G-Mix Innovations lahir dari kolaborasi multidisiplin antara mahasiswa dan dosen ITS dalam mengembangkan material konstruksi berkelanjutan. Di bawah bimbingan dosen Departemen Teknik Infrastruktur Sipil, Ir Nur Ahmad Husin ST MT IPU ASEAN Eng Dr, program ini tidak hanya berorientasi pada publikasi ilmiah, tetapi juga diarahkan untuk mempercepat hilirisasi hasil penelitian sehingga mampu menghasilkan teknologi yang siap diimplementasikan dan memberikan nilai tambah bagi industri konstruksi nasional.
Pengembangan G-Mix memperoleh dukungan penuh dari ITS melalui Program Higher Education for Technology and Innovation (HETI) yang didanai oleh Asian Development Bank (ADB) Loan No. 4110-INO ITS Batch 1 Tahun Anggaran 2026 pada skema Prototype Research (PR). Pendanaan tersebut dimanfaatkan untuk mendukung pengembangan prototipe, validasi ilmiah, serta peningkatan tingkat kesiapan teknologi (Technology Readiness Level atau TRL) sebagai tahapan menuju hilirisasi dan komersialisasi produk.
Selain itu, G-Mix Innovations juga memperoleh pendanaan melalui Leadership Project Bakti Nusa Dompet Dhuafa. Program ini berfokus pada penguatan kapasitas mahasiswa dalam kepemimpinan, kewirausahaan berbasis teknologi, serta pembangunan ekosistem inovasi yang mampu menjembatani hasil riset dengan kebutuhan industri dan masyarakat.
Melalui penelitian tugas akhirnya, Kurniawan mengembangkan one-part geopolymer cement atau dry-mix geopolymer cement berbahan dasar fly ash. Berbeda dengan geopolimer konvensional yang memerlukan larutan aktivator alkali pada saat pencampuran, inovasi ini mengusung konsep “Just Add Water”, yaitu seluruh aktivator alkali telah dicampurkan dalam bentuk padat selama proses fabrikasi, sehingga pada tahap aplikasi pengguna hanya perlu menambahkan air.
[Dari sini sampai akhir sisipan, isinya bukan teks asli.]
PR #276, opened 2017-12-27
v_3_0_0: Update Calico to 3.0.1

r7vme:
Upgrade Calico to 3.0.1. Tested on geckon.

Partially fixes: https://github.com/giantswarm/giantswarm/issues/2185

### DIFF
--- a/v_3_0_0/master_template.go
+++ b/v_3_0_0/master_template.go
@@ -11,167 +11,6 @@ users:
 {{end}}
 write_files:
 {{ if not .DisableCalico -}}
-- path: /srv/calico-ipip-pinger-sa.yaml
-  owner: root
-  permissions: 644
-  content: |
-    apiVersion: v1
-    kind: ServiceAccount
-    metadata:
-      name: calico-ipip-pinger
-      namespace: kube-system
-- path: /srv/calico-ipip-pinger.yaml
-  owner: root
-  permissions: 644
-  content: |
-    apiVersion: extensions/v1beta1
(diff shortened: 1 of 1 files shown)


v_3_0_0/master_template.go
```diff
@@ -215,31 +54,41 @@ write_files:
...
+            {
+              "type": "portmap",
+              "snat": true,
+              "capabilities": {"portMappings": true}
             }
+          ]
         }
 
+      # If you're using TLS enabled etcd uncomment the following.
+      # You must also populate the Secret below with these files.
```
kopiczko: What to uncomment? Everything is uncommented.

v_3_0_0/master_template.go
```diff
@@ -11,167 +11,6 @@ users:
...
-                  value: "https://kubernetes.default:443"
-              volumeMounts:
-                # Mount in the etcd TLS secrets.
-                - mountPath: /etc/kubernetes/ssl/etcd
-                  name: etcd-certs
-          volumes:
-            # Mount in the etcd TLS secrets.
-            - name: etcd-certs
-              hostPath:
-                path: /etc/kubernetes/ssl/etcd
```
kopiczko: It feels good we can get rid of this stuff.

v_3_0_0/master_template.go
r7vme: These are just default calico manifests (even comments). I'm trying to keep them as default as possible.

Konsep ini diharapkan mampu meningkatkan kemudahan penggunaan, keselamatan kerja, konsistensi mutu, serta memperluas peluang penerapan geopolimer di sektor konstruksi.
Penelitian tersebut bertujuan menganalisis pengaruh variasi konsentrasi natrium hidroksida (NaOH) terhadap karakteristik semen geopolimer. Evaluasi dilakukan melalui karakterisasi material menggunakan X-Ray Fluorescence (XRF), X-Ray Diffraction (XRD), Particle Size Distribution (PSD), dan Scanning Electron Microscope-Energy Dispersive X-ray (SEM-EDX) untuk mengidentifikasi komposisi kimia, fase mineral, distribusi ukuran partikel, serta mikrostruktur material. Selain itu, dilakukan pengujian sifat fisik semen berdasarkan SNI 2049:2015 yang meliputi kehalusan, konsistensi normal, waktu pengikatan, kekekalan volume, dan kuat tekan mortar. Pengembangan G-Mix juga terus diperluas melalui riset varian mortar perekat bata ringan yang memperoleh pendanaan Strategic Research Grant (SRG) ITS Tipe B Tahun 2026.
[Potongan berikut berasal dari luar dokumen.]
PR #281, opened 2018-01-04
v_3_0_0: Replace kube-dns with CoreDNS

r7vme:
tested in `geckon`

Fixes https://github.com/giantswarm/giantswarm/issues/2135

### DIFF
--- a/v_3_0_0/master_template.go
+++ b/v_3_0_0/master_template.go
@@ -360,142 +360,106 @@ write_files:
               hostPath:
                 path: /etc/kubernetes/ssl/etcd
 {{ end -}}
-- path: /srv/kubedns-cm.yaml
-  owner: root
-  permissions: 0644
-  content: |
-    apiVersion: v1
-    kind: ConfigMap
-    metadata:
-      name: kube-dns
-      namespace: kube-system
-      labels:
-        addonmanager.kubernetes.io/mode: EnsureExists
-- path: /srv/kubedns-sa.yaml
+- path: /srv/coredns.yaml
   owner: root
   permissions: 0644
   content: |
     apiVersion: v1
     kind: ServiceAccount
     metadata:
-      name: kube-dns
+      name: coredns
       namespace: kube-system
+    ---
+    apiVersion: rbac.authorization.k8s.io/v1beta1
+    kind: ClusterRole
+    metadata:
       labels:
-        kubernetes.io/cluster-service: "true"
-        addonmanager.kubernetes.io/mode: Reconcile
-- path: /srv/kubedns-dep.yaml
-  owner: root
-  permissions: 0644
-  content: |
-    apiVersion:  extensions/v1beta1
+        kubernetes.io/bootstrapping: rbac-defaults
+      name: system:coredns
+    rules:
+    - apiGroups:
+      - ""
+      resources:
+      - endpoints
+      - services
+      - pods
+      - namespaces
+      verbs:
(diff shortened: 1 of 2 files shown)


v_3_0_0/master_template.go
```diff
@@ -360,210 +360,143 @@ write_files:
...
+      name: coredns
       namespace: kube-system
       labels:
-        k8s-app: kube-dns
-        kubernetes.io/cluster-service: "true"
-        addonmanager.kubernetes.io/mode: Reconcile
+        k8s-app: coredns
+        kubernetes.io/name: "CoreDNS"
     spec:
+      replicas: 2
```
puja108: why only 2 and not 3? or is this how it's done upstream?

v_3_0_0/master_template.go
```diff
@@ -360,210 +360,143 @@ write_files:
...
   content: |
     apiVersion: v1
-    kind: ConfigMap
+    kind: ServiceAccount
     metadata:
-      name: kube-dns
+      name: coredns
       namespace: kube-system
+    ---
+    apiVersion: rbac.authorization.k8s.io/v1beta1
```
puja108: we should start using `v1` instead of `v1beta1`, which will get deprecated soon

v_3_0_0/master_template.go
```diff
@@ -360,210 +360,143 @@ write_files:
...
+      resources:
+      - endpoints
+      - services
+      - pods
+      - namespaces
+      verbs:
+      - list
+      - watch
+    ---
+    apiVersion: rbac.authorization.k8s.io/v1beta1
```
puja108: s.a.

v_3_0_0/master_template.go
r7vme: this it pure upstream manifest https://github.com/coredns/deployment/blob/master/kubernetes/coredns.yaml.sed

v_3_0_0/master_template.go
r7vme: hmm, in upstream they still on v1beta

r7vme: do you know when it became `v1` ? may be they keep beta for compatibility with old versions?

r7vme: anyway will switch to `v1`

puja108: it's v1 since 1.8 and we're on 1.9 already in k8scc.v3 so we're safe to update

v_3_0_0/master_template.go
puja108: nice, all good then, we will need to see how it scales with lots of requests, but I heard CoreDNS is quite performant and nice

r7vme:
@puja108 addressed `v1betav1` comments.

kopiczko:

Rangkaian penelitian tersebut bertujuan untuk memperoleh pemahaman yang komprehensif mengenai hubungan antara komposisi aktivator alkali, pembentukan mikrostruktur, dan sifat fisik semen geopolimer. Hasil penelitian ini diharapkan menjadi landasan ilmiah dalam pengembangan semen geopolimer berbasis fly ash yang memiliki performa setara dengan semen Portland dengan jejak karbon yang jauh lebih rendah.
Lebih dari sekadar menghasilkan inovasi material, G-Mix Innovations menjadi bukti bahwa riset mahasiswa dapat berkembang melalui sinergi antara penelitian akademik, pembinaan kepemimpinan, kewirausahaan berbasis teknologi, serta dukungan pendanaan riset yang berkelanjutan. Kolaborasi tersebut menunjukkan bahwa hasil penelitian di perguruan tinggi tidak hanya berhenti pada skala laboratorium, tetapi juga mampu berkembang menuju hilirisasi teknologi, pembentukan startup berbasis riset, serta penguatan ekosistem inovasi nasional.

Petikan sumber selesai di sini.